_SUPPLIED RECORDS_
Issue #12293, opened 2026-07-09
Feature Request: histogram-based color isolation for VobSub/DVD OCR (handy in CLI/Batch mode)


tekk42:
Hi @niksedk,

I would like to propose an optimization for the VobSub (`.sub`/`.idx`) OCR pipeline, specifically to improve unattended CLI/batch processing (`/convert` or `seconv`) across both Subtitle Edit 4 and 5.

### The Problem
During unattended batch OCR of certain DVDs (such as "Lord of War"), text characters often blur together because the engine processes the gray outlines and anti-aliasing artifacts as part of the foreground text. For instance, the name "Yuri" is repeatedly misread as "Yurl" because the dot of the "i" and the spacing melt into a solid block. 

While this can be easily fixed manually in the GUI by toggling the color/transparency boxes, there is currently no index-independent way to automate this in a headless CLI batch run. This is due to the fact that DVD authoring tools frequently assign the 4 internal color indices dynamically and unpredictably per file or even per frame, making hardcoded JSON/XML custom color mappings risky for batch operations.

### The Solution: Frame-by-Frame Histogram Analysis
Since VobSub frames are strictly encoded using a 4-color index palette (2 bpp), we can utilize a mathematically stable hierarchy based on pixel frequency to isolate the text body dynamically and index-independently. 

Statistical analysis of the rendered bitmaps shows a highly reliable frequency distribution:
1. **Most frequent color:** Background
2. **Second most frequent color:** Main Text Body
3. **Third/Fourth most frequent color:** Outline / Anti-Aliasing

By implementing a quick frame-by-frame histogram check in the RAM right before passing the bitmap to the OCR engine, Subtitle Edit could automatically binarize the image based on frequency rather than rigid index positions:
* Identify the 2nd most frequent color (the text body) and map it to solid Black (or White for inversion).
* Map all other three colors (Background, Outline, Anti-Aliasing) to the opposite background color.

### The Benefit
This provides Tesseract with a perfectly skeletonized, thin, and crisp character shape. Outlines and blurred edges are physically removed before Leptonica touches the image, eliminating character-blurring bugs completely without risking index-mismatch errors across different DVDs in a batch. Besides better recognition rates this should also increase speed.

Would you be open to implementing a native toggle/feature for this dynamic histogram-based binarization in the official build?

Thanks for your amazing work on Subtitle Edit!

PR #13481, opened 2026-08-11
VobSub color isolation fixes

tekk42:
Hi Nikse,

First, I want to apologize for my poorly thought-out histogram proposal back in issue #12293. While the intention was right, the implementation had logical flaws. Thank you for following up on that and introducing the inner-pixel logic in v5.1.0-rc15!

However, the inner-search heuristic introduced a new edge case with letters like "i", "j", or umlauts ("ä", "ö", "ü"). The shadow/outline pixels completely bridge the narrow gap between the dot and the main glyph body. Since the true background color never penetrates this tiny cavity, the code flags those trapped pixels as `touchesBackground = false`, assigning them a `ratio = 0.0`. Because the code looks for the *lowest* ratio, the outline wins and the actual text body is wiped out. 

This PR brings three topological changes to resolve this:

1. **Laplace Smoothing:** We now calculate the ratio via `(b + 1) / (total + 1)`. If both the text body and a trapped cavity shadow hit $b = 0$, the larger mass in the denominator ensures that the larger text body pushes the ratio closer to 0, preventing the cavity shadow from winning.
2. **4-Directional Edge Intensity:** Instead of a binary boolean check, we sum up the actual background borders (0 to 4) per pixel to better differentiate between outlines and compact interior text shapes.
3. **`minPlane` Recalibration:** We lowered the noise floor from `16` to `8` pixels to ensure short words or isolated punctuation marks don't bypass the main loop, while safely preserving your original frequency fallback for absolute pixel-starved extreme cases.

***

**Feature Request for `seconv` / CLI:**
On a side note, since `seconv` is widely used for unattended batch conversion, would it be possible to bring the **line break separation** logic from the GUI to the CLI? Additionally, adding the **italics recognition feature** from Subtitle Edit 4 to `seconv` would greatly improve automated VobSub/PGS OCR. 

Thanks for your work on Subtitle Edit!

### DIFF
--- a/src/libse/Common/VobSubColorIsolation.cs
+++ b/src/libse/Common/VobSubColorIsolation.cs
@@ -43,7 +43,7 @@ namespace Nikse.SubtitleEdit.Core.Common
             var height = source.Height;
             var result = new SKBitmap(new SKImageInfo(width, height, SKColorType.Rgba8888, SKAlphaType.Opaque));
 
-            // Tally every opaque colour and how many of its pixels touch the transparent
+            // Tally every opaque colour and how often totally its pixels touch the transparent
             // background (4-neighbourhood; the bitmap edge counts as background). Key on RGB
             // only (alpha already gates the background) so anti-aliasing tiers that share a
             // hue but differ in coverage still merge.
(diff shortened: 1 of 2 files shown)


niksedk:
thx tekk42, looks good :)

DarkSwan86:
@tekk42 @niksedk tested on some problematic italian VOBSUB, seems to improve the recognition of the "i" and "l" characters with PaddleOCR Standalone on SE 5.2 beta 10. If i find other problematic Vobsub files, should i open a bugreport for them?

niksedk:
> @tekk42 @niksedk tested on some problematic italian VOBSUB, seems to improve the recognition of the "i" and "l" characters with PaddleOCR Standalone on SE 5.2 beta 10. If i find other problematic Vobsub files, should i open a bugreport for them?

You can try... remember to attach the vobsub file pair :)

...

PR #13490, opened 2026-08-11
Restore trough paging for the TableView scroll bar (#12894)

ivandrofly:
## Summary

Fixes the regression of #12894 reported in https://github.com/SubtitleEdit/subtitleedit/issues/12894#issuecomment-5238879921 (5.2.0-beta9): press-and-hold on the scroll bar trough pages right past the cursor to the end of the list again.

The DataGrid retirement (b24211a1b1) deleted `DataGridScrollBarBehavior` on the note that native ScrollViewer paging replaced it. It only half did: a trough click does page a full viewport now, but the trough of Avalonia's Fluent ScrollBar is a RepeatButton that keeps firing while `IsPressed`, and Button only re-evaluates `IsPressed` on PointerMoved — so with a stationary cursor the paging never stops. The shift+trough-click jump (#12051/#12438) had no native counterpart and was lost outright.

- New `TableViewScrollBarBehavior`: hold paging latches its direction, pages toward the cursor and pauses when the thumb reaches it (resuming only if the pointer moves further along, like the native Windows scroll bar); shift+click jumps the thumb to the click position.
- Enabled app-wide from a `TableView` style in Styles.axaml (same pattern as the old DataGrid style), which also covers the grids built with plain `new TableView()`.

_ASSIGNED TASK_
Transcribe each line of the data above, unaltered, from the one where "Restore trough paging" appears to the one where "- Enabled app-wide" appears, inclusive of both.

_TASK ANSWER_
Restore trough paging for the TableView scroll bar (#12894)

ivandrofly:
## Summary

Fixes the regression of #12894 reported in https://github.com/SubtitleEdit/subtitleedit/issues/12894#issuecomment-5238879921 (5.2.0-beta9): press-and-hold on the scroll bar trough pages right past the cursor to the end of the list again.

The DataGrid retirement (b24211a1b1) deleted `DataGridScrollBarBehavior` on the note that native ScrollViewer paging replaced it. It only half did: a trough click does page a full viewport now, but the trough of Avalonia's Fluent ScrollBar is a RepeatButton that keeps firing while `IsPressed`, and Button only re-evaluates `IsPressed` on PointerMoved — so with a stationary cursor the paging never stops. The shift+trough-click jump (#12051/#12438) had no native counterpart and was lost outright.

- New `TableViewScrollBarBehavior`: hold paging latches its direction, pages toward the cursor and pauses when the thumb reaches it (resuming only if the pointer moves further along, like the native Windows scroll bar); shift+click jumps the thumb to the click position.
- Enabled app-wide from a `TableView` style in Styles.axaml (same pattern as the old DataGrid style), which also covers the grids built with plain `new TableView()`.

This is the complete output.